Tips for helping 6- to 9-year-old siblings understand their feelings about a sick or dying child:

  • Use visual aids they can understand. Child life specialists have used marshmallows to explain tumor growth or described leukemia as a thickening of the blood.
  • Make specific references to organs like heart and lungs.
  • Make clear that death is not like the images in cartoons.
  • Make clear to siblings that what happened to a brother or sister doesn't happen to everyone.

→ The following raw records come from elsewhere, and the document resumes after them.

PR #3341, opened 2026-08-13
fix(dev): CTL-1818 — count the events the forwarder throws away, on a surface that survives the throwing-away

ryanrozich:
Closes CTL-1818. Second ticket of **M1 — the event substrate is trustworthy** (sibling of #3325).

## The defect

`otel-forward` discards batches — `emitDrop`, reason `aged` or `terminal_4xx` — and **nothing measures it**. The two sibling signals are each covered by another instrument; this one is genuinely invisible:

| signal            | normally caught by                             | catches an aged drop?                                                    |
| ----------------- | ---------------------------------------------- | ------------------------------------------------------------------------ |
| `forward_failed`  | DLQ grows → CTL-1502 watchdog P1 (DLQ size)    | **No** — an aged record never rides the DLQ, so the file stays flat       |
| `forward_lag`     | checkpoint `lastForwardedTs` freezes → P2      | **No** — the checkpoint advances; a discard *is* read progress            |
| `forward_dropped` | an event on the log…                           | **No** — that event ships through the path that just discarded something  |

And two guards at the top of `emitDrop` (`!eventLogPath`, `isSelfBatch`) mean some discards emit **no event at all**, so they have no surface whatsoever.

## Measurement

Structured parse of the fleet's mirrored `~/catalyst/events/2026-08.jsonl` — name read as `attributes["event.name"] ?? event ?? name`, `grep` used only as a superset pre-filter and the decision made on the parsed name (8 substring-only lines were correctly rejected):

| scope                                     | drop events | discarded **records** |
| ----------------------------------------- | ----------: | --------------------: |
| fleet (mirror coverage 2026-08-08 → 08-13) | **87,706**  | **7,623,269**         |
| └ `mini-2`                                | 68,131      | 3,260,951             |
| └ `mini`                                  | 19,575      | 4,362,318             |
| by reason                                 | `aged` 87,706 · `terminal_4xx` **0** | |

Every health surface was green throughout. *Positive control for the instrument:* the same pre-filter over `recovery.tick` returns 557,150, and the parse returns non-zero for the name under test, so a zero here would have been a finding rather than a broken reader.

**Consumer search** (the negative claim): the only non-test occurrence of `catalyst.observability.forward_dropped` anywhere in this repo is the emitter itself, `otel-forward/lib/destinations/otlp.ts:245`. *Positive control for that search:* the same instrument over `reap-requested` returns the producer registry **and** its reaper consumer. In `catalyst-otel`, `provisioning/alerting/read-path-alerts.yaml` alerts on `forward_failed` — a **different name** — so `forward_dropped` has no external consumer either.

## The mechanism

`recordDrop` (`otel-forward/lib/drop-surface.ts`) is called from `emitDrop` **before** both early-return guards, so a discard is counted even when no event is written. Three sinks, none of which ride the pipe being reported on:

1. **Counters** — process-exact, per reason, in events (batches) **and** records.
2. **Marker** — `~/catalyst/otel-forward-drops.json`, atomic tmp+rename, `cumulative` totals carried across restarts, beside the checkpoint and the DLQ where an operator already looks:
   ```bash
   jq '{host, cumulative, window, alert}' ~/catalyst/otel-forward-drops.json
   ```
3. **Alarm** — the daemon's pino `.log`, which Alloy ships to Loki **independently** of this daemon's own OTLP egress.

There is deliberately **no event sink**: an alarm sourced from the forwarded stream measures the survivors and reads clean during exactly the outage it exists to detect.

The sustained-rate alert is a pure `classifyDropWindow` over a **bounded 60-bucket ring** (no unbounded sample list in a long-lived daemon): breach at `windowRecords >= thresholdRecords`, alert once the breach persists `>= sustainMs`. Raise and clear are **edge-triggered**, so a storm logs one `ERROR` rather than one per batch, and the forwarder's existing 30 s lag timer re-evaluates so a host that recovered and went quiet does not latch raised forever. Defaults (5 min / 1,000 records / 10 min) sit between the two regimes actually present in the measurement — a quiet day ≈ 813 records per 5-min window, the 08-10/08-11 storms ≈ 6,900 — and resolve **env > `forwarders.otlp.dropSurface` > frozen default**. A malformed override is ignored rather than silently disabling the counter.

**One mechanism, not two:** CTL-1817's count-every-occurrence/log-sparsely gate moved verbatim to `lib/sparse-warn.ts` as a factory. The tailer's unknown-shape alarm and this drop alarm each build their own gate, so a flood of one cannot exhaust the other's key budget.

## Alert-only, on purpose

This adds **no** predicate to `classifyDaemonStuck`. That function's `tripped` list is wired straight to `restart()` in the CTL-1502 probe (`daemon-watchdog-probe.mjs`), so a third member would **restart otel-forward** on a sustained aged drop. Restarting does not fix an aged drop — it is a Loki-accept-window / backlog condition — and would only lose the in-memory buffer. The ticket's AC asks that an alert fire; it never authorizes a restart. **No watchdog file is touched.**

## Verification

| suite                                                  | this branch                 | merge base (`cf37127`)      |
| ------------------------------------------------------ | --------------------------- | --------------------------- |
| `cd plugins/dev/scripts/otel-forward && bun test`      | **236 pass / 0 fail**, 18 files | 211 pass / 0 fail, 16 files |
| `bun run typecheck` (`tsc --noEmit`)                   | clean                       | clean                       |

The delta is exactly the +25 added here; no pre-existing red imported. Baseline measured by restoring the merge-base tree into this worktree, not by inference.

**Positive control** (required by the ticket's own AC, and run for real): reverting the single wiring line in `emitDrop` takes `otlp-drop-surface.test.ts` from 6 pass → **2 pass / 4 fail**. The 2 that stay green are the two that *should* be invariant — the delivered-batch case and the bypassed-recorder case. The line was then restored and the suite re-run green. The AC's "test-only bypass" is the injectable `dropRecorder` seam (default = the real recorder, so the wiring cannot be forgotten at a call site); no production kill-switch was added.

Also covered — the three cases no event-based consumer can satisfy: a discard with **no event log configured**, a **self-batch** discard whose event is loop-guarded away, and a discard while the **OTLP endpoint is unreachable**.

`lib/destinations/otlp.test.ts` gains a pinned `CATALYST_DIR` (re-asserted per test, since bun runs every file in one process). Found the hard way: the first full-suite run after wiring wrote a bogus marker into the real `~/catalyst/otel-forward-drops.json` on this machine. That file was removed and the suite now cannot reach it.

## Stale premises in the ticket, left uncorrected on purpose

1. **The catalog edit the ticket asks for must NOT be made.** CTL-1818 says `2026-08-13-event-automation-catalog.md` §5(a) "recommends deleting all three families … update that cut-list row so the delete is not actioned". That row has **already been corrected** and now reads **"⛔ REJECTED — do not delete"** for all three, because `forward_failed` has a **live external consumer**: `catalyst-otel/provisioning/alerting/read-path-alerts.yaml:252-276`, the only "the stack goes blind" guard in the stack (verified by reading both files). Making the edit as written would *reverse* that correction and greenlight deleting an event a provisioned Grafana alert reads. The rows are left intact. (The catalog lives in `thoughts/`, a separate repo, and is untouched by this PR either way.)

2. **The volume numbers do not disagree — they are differently scoped, and neither is a month.** The ticket's "19,569 a month (mini)" is the **`mini`-only** subset; the catalog's 87,216 is the **fleet** total of the same mirrored file. My measurement reproduces both (19,575 and 87,706, a day later). But the laptop's mirror only covers **2026-08-08 → 08-13**, so both figures are ~6 days of mirrored log presented as "/month" — the real monthly rate is several times higher. Neither figure counts **records**, which is where the loss actually lives: 7.6 M.

## Deferred (not in this PR)

- **A Grafana rule** over the `otel-forward.log` stream (`| msg =~ "SUSTAINED EVENT LOSS"`, or the `drop_records_total` field) belongs in the sister repo `catalyst-otel`; a malformed provisioned rule file crash-loops the **shared** Grafana, so it is described rather than written here.
- **A HUD / orch-monitor renderer** over `~/catalyst/otel-forward-drops.json` — the same follow-up the CTL-1502 watchdog marker is still waiting on (its Codex P2).
- **Root-causing the aged drops themselves.** This PR makes the loss visible; it does not reduce it. 7.6 M records in 6 days at 100% `aged` says records are reaching the sender well past `lokiAcceptWindowMs` — worth its own ticket now that there is a number to watch.
- **PostHog / Cloudflare AE** discards. The surface is destination-agnostic by construction (it records a reason and a count), but only the OTLP sender is wired here.

### DIFF
--- a/docs/architecture.md
+++ b/docs/architecture.md
@@ -630,6 +630,42 @@ mode, restarts the stuck daemon exactly once per breach episode.
   not just `kill -0`, and fail closed — a recycled pid is treated as a stale file, never a kill
   target. Covered by `__tests__/daemon-watchdog-supervision.test.sh`.
 
+### Forward-drop surface (CTL-1818)
+
+The watchdog above catches a **wedged** forwarder. A forwarder that is working perfectly and
+**discarding** events is a different failure, and none of the three existing instruments can see it:
+`emitDrop` (`otel-forward/lib/destinations/otlp.ts`) fires for `aged` or `terminal_4xx`, and an aged
+record **never rides the DLQ in the primary path** — so the watchdog's DLQ-size predicate stays flat,
+the checkpoint keeps advancing (a discard *is* read progress), and the
+`catalyst.observability.forward_dropped` event it writes ships through the very path that just
+discarded something. Measured on the fleet's mirrored `2026-08.jsonl` (coverage 08-08 → 08-13):
+**87,706 drop events carrying 7,623,269 discarded records, 100% `reason: "aged"`** — read by nothing
+in this repo, and by nothing in `catalyst-otel` either (the provisioned Grafana rule reads
+`forward_failed`, a different name).
+
+- **Where it is counted** — `recordDrop` (`otel-forward/lib/drop-surface.ts`) is called from
+  `emitDrop` **before** its `!eventLogPath` / `isSelfBatch` guards, both of which suppress the event
+  entirely. Counters are process-exact, per reason, in events (batches) **and** records.
+- **Three sinks, none of which ride the failing pipe** — (1) the exact in-memory counters;
+  (2) a durable marker `~/catalyst/otel-forward-drops.json` (atomic tmp+rename, `cumulative` totals
+  carried across restarts, ≤1 s write throttle bypassed on any alert transition); (3) the daemon's
+  pino `.log`, Alloy-shipped independently of its own OTLP egress. Deliberately **no** event sink —
+  an alarm sourced from the forwarded stream measures the survivors and reads clean during exactly
+  the outage it exists to detect.
+- **Sustained-rate alert** — pure `classifyDropWindow` over a bounded 60-bucket ring: breach when
+  window records `>= thresholdRecords`, alert when the breach persists `>= sustainMs` (defaults 5 min
+  / 1,000 records / 10 min, resolved env > `forwarders.otlp.dropSurface` > frozen default). Raise and
+  clear are **edge-triggered**, so a storm logs one `ERROR`, not one per batch; the forwarder's
+  existing 30 s lag timer re-evaluates so a host that recovered and went quiet does not latch raised
+  forever.
+- **ALERT-ONLY, by ruling.** This is *not* a third member of `classifyDaemonStuck`'s `tripped` list —
+  that list is wired straight to `restart()` in the CTL-1502 probe, and restarting a forwarder does
+  not fix a Loki-accept-window/backlog condition; it only loses the in-memory buffer. A Grafana rule
+  over the `.log` stream is the follow-up, and belongs in the `catalyst-otel` repo.
+- **One mechanism, two callers** — the CTL-1817 count-every/log-sparsely gate moved to
+  `otel-forward/lib/sparse-warn.ts` (semantics unchanged); the tailer's unknown-shape alarm and this
+  drop alarm each build their own gate so a flood of one cannot exhaust the other's key budget.
+
 ### Two-axis worker state & the recordTransition chokepoint (CTL-764)
 
 Every worker ticket has **two orthogonal axes** — never blurred:
--- a/plugins/dev/references/event-forwarding.md
+++ b/plugins/dev/references/event-forwarding.md
@@ -88,6 +88,44 @@ not duplicated here.
 with attribute `catalyst.observability.drop_reason` (`"aged"` or `"terminal_4xx"`) and
 `body.payload.count`. Loop-guarded by `isSelfBatch` (same as `forward_failed`).
 
+### Drop surface — `~/catalyst/otel-forward-drops.json` (CTL-1818)
+
+A discard is the one forwarder failure **no other instrument can see**:
+
+| signal          | how it is normally caught                                      | does it catch an aged drop?                                            |
+| --------------- | -------------------------------------------------------------- | ---------------------------------------------------------------------- |
+| `forward_failed` | DLQ grows → CTL-1502 watchdog P1 (DLQ file size)               | **No** — an aged record never rides the DLQ, so the file stays flat     |
+| `forward_lag`    | checkpoint `lastForwardedTs` freezes → watchdog P2             | **No** — the checkpoint advances; a discard *is* read progress          |
+| `forward_dropped`| an event on the log…                                           | **No** — that event ships through the path that just discarded something |
+
+So the drop is accounted for **on the host**, out of band of the forwarder's own OTLP egress:
+
+- **Counters** — exact, per reason, in both events (batches) and records. Recorded in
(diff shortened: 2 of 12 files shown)


ryanrozich:
## Remediation: the two drop-surface wiring lines are now load-bearing

An adversarial verify pass found that both production wiring lines in `otel-forward/index.ts` could be **deleted with the whole suite still green** (236 pass / 0 fail either way) — the "tested the pure function, not the gate in front of it" defect. The unit suites call `resolveDropSurfaceConfig` and `evaluateDropSurface` directly, so they passed whether or not the daemon ever called them.

| line | what its deletion silently costs |
| --- | --- |
| `configureDropSurface(cfg.otlp.dropSurface)` | the documented `forwarders.otlp.dropSurface` layer goes **dead** — the surface runs on env + frozen defaults forever, while `configuration.md` (added in this PR) declares that layer authoritative |
| `evaluateDropSurface()` on the 30 s lag tick | a recovered host latches `alert.raised: true` **forever** — `drop-surface.ts`'s clear branch is reachable from this tick and nothing else |

New `plugins/dev/scripts/otel-forward/index-drop-wiring.test.ts` asserts both **behaviourally**, from a spawned probe. A subprocess because both are module-scope facts (`configureDropSurface` runs on `import`, and `bun test` shares one module registry across files, so an in-process import would be silently order-dependent). The probe pins `CATALYST_DIR` / `CATALYST_EVENTS_DIR` / `CATALYST_CONFIG_PATH` so nothing lands in the real `~/catalyst`, and builds its env from scratch so a `CATALYST_FORWARD_DROP_*` in the shell cannot stand in for the config tier under test.

1. Import `index.ts` with a config file carrying `111000 / 222 / 333000` — all three unlike the frozen defaults — and read them back off `dropSurfaceSnapshot().config`.
2. Latch a sustained-loss alert on an injected clock, call `emitLag()` once, and watch `alertRaised` **and** the marker's `alert.raised` go false. The BEFORE assertions are the positive control: they prove the alert was genuinely raised, so the clear is a real clear rather than a never-raised vacuous pass.

`emitLag` is exported for (2); the `lagTimer` remains its only runtime caller. No existing test was weakened.

### Mutation control — full `bun test` in `plugins/dev/scripts/otel-forward` (239 tests)

| mutation | result | which probe fails |
| --- | --- | --- |
| _baseline (fixed)_ | **239 pass / 0 fail** | — |
| delete `configureDropSurface(...)` | 238 pass / **1 fail** | config probe |
| delete `evaluateDropSurface()` | 238 pass / **1 fail** | tick probe |
| `configureDropSurface({})` — plausible wrong-arg refactor | 238 pass / **1 fail** | config probe |
| move `evaluateDropSurface()` below the cold-start skip | 238 pass / **1 fail** | tick probe |

Each mutation fails exactly its own probe and leaves the other green, so the two assertions are independent rather than one coupled check. `tsc --noEmit` clean; suite stable across three consecutive runs.

PR #3353, opened 2026-08-14
fix(dev): CTL-1835 — close the four residual gaps from #3349, and prove each closure

ryanrozich:
Closes CTL-1835. Follow-up to CTL-1831 (#3349, merged as `3f60190c6`): the four residual gaps that PR's round-4 adversarial pass found and deliberately did not chase, so they were recorded rather than lost.

The functional change is **two lines**. Everything else is the coverage that proves them.

### 1. One unguarded mutation — `wrongCopy` dropped from the `mismatched` verdict

Round 4 ran 17 mutations; 16 went RED, **M7 did not**. Its siblings *are* guarded (M6 on `matched` → RED, M8 on the `inconclusive` reason → RED), so the field was covered on two of its three verdicts and blind on the third.

Proven closed with a **negative control**, which is the only way to show the new test is what closes it:

| M7 — delete `lock-resolution-audit.mjs:715` | result |
| --- | --- |
| against `origin/main`'s test file | **52 pass / 0 fail — GREEN** (the gap was real) |
| against this branch's test file | **56 / 1 — RED** |

### 2. A stale test-count citation

Corrected `175` → **196 (139 + 57)**, removed a stale `97`, and `7 I13` → **11**; the `38` reproduced and was kept. Each now names its instrument, bun version and host. The head commit measured **189**, not 175.

### 3. `plugin-refresh.mjs:437` — a second glob guard was mutation-uncovered

Pre-existing (CTL-1628), explicitly out of #3349's scope so it would not be mistaken for coverage.

| drop `\|\| entry.includes("*")` at `:437` | result |
| --- | --- |
| against `origin/main`'s test file | **137 pass / 0 fail — GREEN** (reproduces the documented uncovered state exactly) |
| against this branch's test file | **137 / 2 — RED** (both new tests, from two independent directions) |

**No source change to `plugin-refresh.mjs`** — the fix is entirely new tests, so this PR does not touch the region CTL-1834 is concurrently editing.

### 4. `grep` silently returned nothing on `lock-resolution-audit.mjs` — root-caused, not documented around

The ticket asked to either fix the cause or add a warning comment. The cause turned out to be **one byte**.

`file` classified the source as `data`, so **plain `grep` returned zero without saying why** — a silent-zero instrument sitting inside the module that is the fleet's only defence against a silent stale install. It had already cost one agent a false negative mid-analysis.

Cause: **exactly one literal NUL byte at offset 23048, line 444**, an intentional memo-key separator written as a raw byte instead of an escape:

```js
const cacheKey = `${fromDir}<NUL>${id}`;
```

Fixed by hoisting it to `export const MEMO_KEY_SEP = "\0"`. The string value is byte-identical; only the *source encoding* changes.

| check | before | after |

10- to 12-year-olds understand the permanence of death:

  • They know that death is final and will happen to everyone including themselves.
  • They understand that their own death or the death of a sibling will cause sadness in others. A sick child at this age may say they have to hold on for their parents' sake.
  • They will respond more like adults with anger, sadness, and fear.
  • They will have increasingly more specific questions about the illness and about death.
  • They can find information on their own.

Tips for helping 10- to 12-year-old siblings of a sick or dying child:

  • Find opportunities for constructive venting of feelings, such as sibling groups at hospitals and art or play therapies.
  • Provide as much specific, factual information as possible.
  • Keep siblings in regular routines as much as possible. It may not seem like long, but professionals advise that children under age 12 not miss more than a week of school after a sibling has died. But they acknowledge that each child has unique needs.
  • After a death, make sure siblings still have a clear role in the family, but don't let them take on a parent's role.

Teenagers understand death with a more personal and long-term view:

  • They may want to talk to their friends more than to their parents.
  • They understand more on their own, so adults are validating information rather than giving it.
  • They understand their lives in the context of others', so they will want to leave a legacy and plan for their own deaths.
  • They can find information on their own.

Tips for helping teenage siblings of a sick or dying child:

  • Let friends and boyfriends or girlfriends be involved. Palliative care teams encourage friends to visit and extend their support services to them.
  • Don't be hurt when teenagers seek the support of their friends more than their parents.
  • As teenagers' grief is more like that of adults, teenagers who lose a sibling may need more time off of school and regular activities.

Children can be included in discussions about death and dying, but parents need not do it on their own. Palliative care professionals can help parents decide whether, when, and how to open this difficult conversation.